En el bios tenes una funcion de power on/off es decir si se corta la luz y esta vuelve la pc arranca sola.. entonces te queda dar energia al toma y lo tenes resuelto


----------



## dalsaur (Ene 27, 2010)

@elbrujo, si mi pc tiene esa funcion el problema es el ircuito, la idea que tengo es : adjunto imagen pero quiero que el voltage que le entra al transistor sea por medio de un resetor infrarojo o algo paresido


----------



## MVB (Ene 27, 2010)

dalsaur,. tu probblema en si no es esa parte, el problem tuyo es como  crear el circuito de infrarrojo.
La funcion del circuto debe ser poner en alto un pin 500 ms - 1000ms o algun tiempo parecido, para que ya sea un transistor o un optoacoplador enciendan el pc.
En cuanto a lo de la alimentacion el pc diario tiene 5v asi este apagado, ademas el circuito no debe consumir mucha corriente por lo cual no hay problema.


----------



## elbrujo (Ene 27, 2010)

Para hacerlo con un control remoto es decir "un transmisor" debes tener del otro lado quien entienda esos pulsos es decir "un receptor" Posteriormente desde el receptor tenes que hacer que cuando valide que el pulso o tren de pulsos recibidos hagan la funcion que quieras.. asi ningun vecino con su control remoto hace encender algo que es tuyo.


----------



## DanielU (Ene 27, 2010)

Con unos cuantos retoques se puede dejar a gusto. El modulo receptor se alimenta del pin 5VSB. Es el cable violeta de la fuente.


----------



## fernandoae (Ene 27, 2010)

Una pregunta... la pc la tenes arriba del techo o algo? porque es mas facil levantarse y encenderla y de ahi usar el receptor del puerto serie (es mas, yo usando los pines libres y algunos registros de desplazamiento tengo las salidas que quiero, con eso manejo un par de dimmers y la iluminacion)...


----------



## dalsaur (Ene 27, 2010)

@fernandoae, lo que sucede es que mi pc es un*:http://es.wikipedia.org/wiki/Modding *y quiero agregarle ese detalle de poder encenderlo con un control remoto

en cuanto a Danielu: se ve bueno el circuito el problema es que no se donde pueda conseguir los integrados.. no tendras algo mas facil de conseguir


----------



## el-rey-julien (Ene 27, 2010)

dalsaur dijo:


> @fernandoae, lo que sucede es que mi pc es un*:http://es.wikipedia.org/wiki/Modding *y quiero agregarle ese detalle de poder encenderlo con un control remoto
> 
> en cuanto a Danielu: se ve bueno el circuito el problema es que no se donde pueda conseguir los integrados.. no tendras algo mas facil de conseguir



ese integrado lo conosco y ay otro de la misma  serie holtek  que travaja directamente con led infrarrojo ,tambien vienen en conjunto .la letra d (decoder) la letra e (encoder)
personalmente yo compro en buenos aires l a un mayorista pero minimo tenes que  llevar un tubito de cada uno ,no se si estaran disponibles esos ci en casas de electronica


----------



## vhg (Ene 27, 2010)

Aqui ofrezco una posible solucion


----------



## Tomasito (Ene 27, 2010)

Eso no va a funcionar, un control remoto de infrarrojos, da un tren de pulsos modulado en una portadora de 36 o 38KHz generalmente.
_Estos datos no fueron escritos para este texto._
PR #531, opened 2024-04-17
Define WP_RUN_CORE_TESTS during tests

srtfisher:
Relates to https://github.com/Automattic/vip-go-mu-plugins/pull/5476


attackant (approved):
🐙

PR #536, opened 2024-04-19
Allow anonymous models to define events

srtfisher:
For use during testing, make it possible for anonymous models to define events.


attackant (approved):
🐙

PR #541, opened 2024-05-03
[1.1] Overhauling the bootloader to be more flexible

srtfisher:
Allow the bootloader to configure an application without any additional arguments. Also, allow the application to be configured through the bootloader. This will allow any application to truly use the framework's features with just:

```php
bootloader()->boot();
```

Previously, this was a goal and worked but not exactly. The queue didn't work well without a kernel and some more configuration. All of this is now behind us and we can call the bootloader in another application and use the queue/database/etc.

With the changes in this PR we can simplify `bootstrap/app.php` to this:

```php
return Bootloader::create()
	->with_kernels(
		console: App\Console\Kernel::class,
		http: App\Http\Kernel::class,
	)
	->with_exception_handler( App\Exceptions\Handler::class )
	->with_routing(
		web: __DIR__ . '/../routes/web.php',
		rest_api: __DIR__ . '/../routes/rest-api.php',
		pass_through: true,
	);
```


src/mantle/framework/bootstrap/class-load-configuration.php
```diff
@@ -137,33 +151,94 @@ protected function get_configuration_directories( Application $app ): array {
...
-			if ( ! $merge || ! $repository->has( $key ) ) {
-				$repository->set( $key, $config );
-				continue;
+		foreach ( $finder as $file ) {
+			$name = basename( $file->getRealPath(), '.php' );
+
+			$dirname     = basename( dirname( $file->getRealPath() ) );
+			$environment = match ( $dirname ) {
+				// Ignore the 'config' directory as an environment.
+				'config', 'configuration' => null,
```
attackant, line 177: Not really sure, but do any of the changes for loading and merging configuration in this file have performance considerations we should think about?

src/mantle/framework/class-bootloader.php
```diff
@@ -68,13 +76,157 @@ public static function set_instance( ?Bootloader $instance = null ): void {
...
+	/**
+	 * Bind the application with the default kernels.
+	 *
+	 * @throws \InvalidArgumentException If the console or HTTP kernel does not implement the correct interface.
+	 *
+	 * @param class-string<Contracts\Console\Kernel>|null $console Console kernel class.
+	 * @param class-string<Contracts\Http\Kernel>|null    $http    HTTP kernel class.
+	 */
+	public function with_kernels( string $console = null, string $http = null ): static {
+		if ( $console && ! in_array( Contracts\Console\Kernel::class, class_implements( $console ), true ) ) {
```
attackant, line 135: Would a `! class_exists( $handler )` also make sense here? Or would this already be caught? Same question for `with_exception_handler` method below.

attackant (changes requested):
Some things for your review.

src/mantle/database/class-model-service-provider.php
```diff
@@ -28,8 +28,12 @@ class Model_Service_Provider extends Service_Provider {
 	 * Register the service provider.
 	 */
 	public function register(): void {
-		Model::set_event_dispatcher( $this->app['events'] );
+	}
```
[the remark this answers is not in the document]
srtfisher: Yep!

PR #1070, opened 2023-02-16
PF-2407: Update tps version and also add connected test

yuhuyoyo:


service/src/test/java/bio/terra/workspace/app/controller/WorkspaceApiControllerConnectedTest.java
```diff
@@ -443,6 +446,79 @@ public void listValidRegions() throws Exception {
...
+
+    assertTrue(result.isUpdateApplied());
+    ApiWorkspaceDescription updatedWorkspace =
+        mockMvcUtils.getWorkspace(userAccessUtils.defaultUserAuthRequest(), workspace.getId());
+    assertEquals(1, updatedWorkspace.getPolicies().size());
+
+    mockMvcUtils.updatePoliciesExpect(
+        userAccessUtils.defaultUserAuthRequest(),
+        workspace.getId(),
+        HttpStatus.SC_INTERNAL_SERVER_ERROR,
```
ddietterich, line 500: I'm surprised this is a 500 error. Where is that coming from?
If this is a conflict, we should be returning success with conflict information.

So see, the test already has found a bug! :)

Not sure if we should apply the test until we get that straighted out. wdyt?

yuhuyoyo: oh ok. I wasn't sure what's the right behavior is.

the fix should be in TPS right? we are getting 409 from TPS and then wrap it in a 500 in TpsApidispatch. are you saying updatePao should return 200 for ENFORCE_CONFLICT and put conflict information in the response?

yuhuyoyo: 409 are wrapped now.

service/src/test/java/bio/terra/workspace/app/controller/WorkspaceApiControllerConnectedTest.java
```diff
@@ -443,6 +446,77 @@ public void listValidRegions() throws Exception {
...
 
+  @Test
+  @EnabledIf(expression = "${feature.tps-enabled}", loadContext = true)
+  public void updatePolicies_tpsEnabledAndPolicyUpdated() throws Exception {
+    ApiWorkspaceDescription workspaceWithoutPolicy =
+        mockMvcUtils.getWorkspace(userAccessUtils.defaultUserAuthRequest(), workspace.getId());
+    assertTrue(workspaceWithoutPolicy.getPolicies().isEmpty());
+
+    // add attributes
+    String usRegion = "US";
```
mikenev, line 457: This looks ok, but I'm not sure why we have capital "US" here. That's not one of the regular regions. And we use lower case "us" on 487. Maybe we should use the "usa" region?

yuhuyoyo: it does allow me to update policy attributes to US though. i thought it's tps being smart. is it a bug?

mikenev (approved):

service/src/test/java/bio/terra/workspace/app/controller/WorkspaceApiControllerConnectedTest.java
mikenev: We don't currently validate the value of the constraint. So you can set it to US if you want. If you attempt to merge that policy with something later or retrieve valid locations for it, then you won't be able to merge any policies or find any valid locations.
Maybe we should be validating that input.

ddietterich (approved):

service/src/test/java/bio/terra/workspace/app/controller/WorkspaceApiControllerConnectedTest.java
yuhuyoyo: agree with validating the input.

PR #1075, opened 2023-02-16
PF-2368: Catch api error 404.

yuhuyoyo:
manage group is sometimes not found.


ddietterich (approved):
IIUC this lets us tolerate no region for azure resources.
LGTM

yuhuyoyo:
> IIUC this lets us tolerate no region for azure resources. LGTM

yeah.. or just let me pass the dry_run at least so I know how many are cases like this.

my guess is that azure folks removed some resource group in devel but the resource info are still stored in our db?

zloery (approved):
LGTM, but I'm not super familiar with Azure resources so it might be worth someone who has more context taking a look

Hay que demodularlo, decodificarlo, y recién ahí utilizarlo.
Lo más simple para una cosa tan sencilla, sería usar un pic 10CXX o 12CXX, o un Attiny12 o algún micro barato y pequeño parecido.


----------



## elaficionado (Ene 27, 2010)

Hola.
No creo esta sea una buena idea, pero es lo que se me ocurrió.
Compra la alarma más barata y simple para autos, un adaptador AC/DC de 12v para alimentar la alarma. Con el control remoto de ella activas un par de relays que desconectan la linea del 220V (110V), por supuesto el adaptador va conectado a la linea eléctrica de manera independiente, para que la alarma siempre esté lista a trabajar.

Chao.
elaficionado.


----------



## Cyborg16 (Ene 27, 2010)

Uno de esos timbres inalambricos tengo entendido que son baratos tambien y podria funcionar.

Saludos.


----------



## fernandoae (Ene 27, 2010)

A mi y a elaficionado se nos ocurren las mismas boludeces al mismo tiempo jaja, pero, depues de analizarlo se ve mejor la del timbre... por que? por el hehco de que algunos funciona con dos pilas, o sea, 3V... los de alarma con 12V... y eso no tenemos permanente en la pc.

"Eso no va a funcionar, un control remoto de infrarrojos, da un tren de pulsos modulado en una portadora de 36 o 38KHz generalmente. Hay que demodularlo, decodificarlo, y recién ahí utilizarlo."
No, anda igual... lo unico es que en la salida del transistor vas a tener una señal igual a la de la entrada.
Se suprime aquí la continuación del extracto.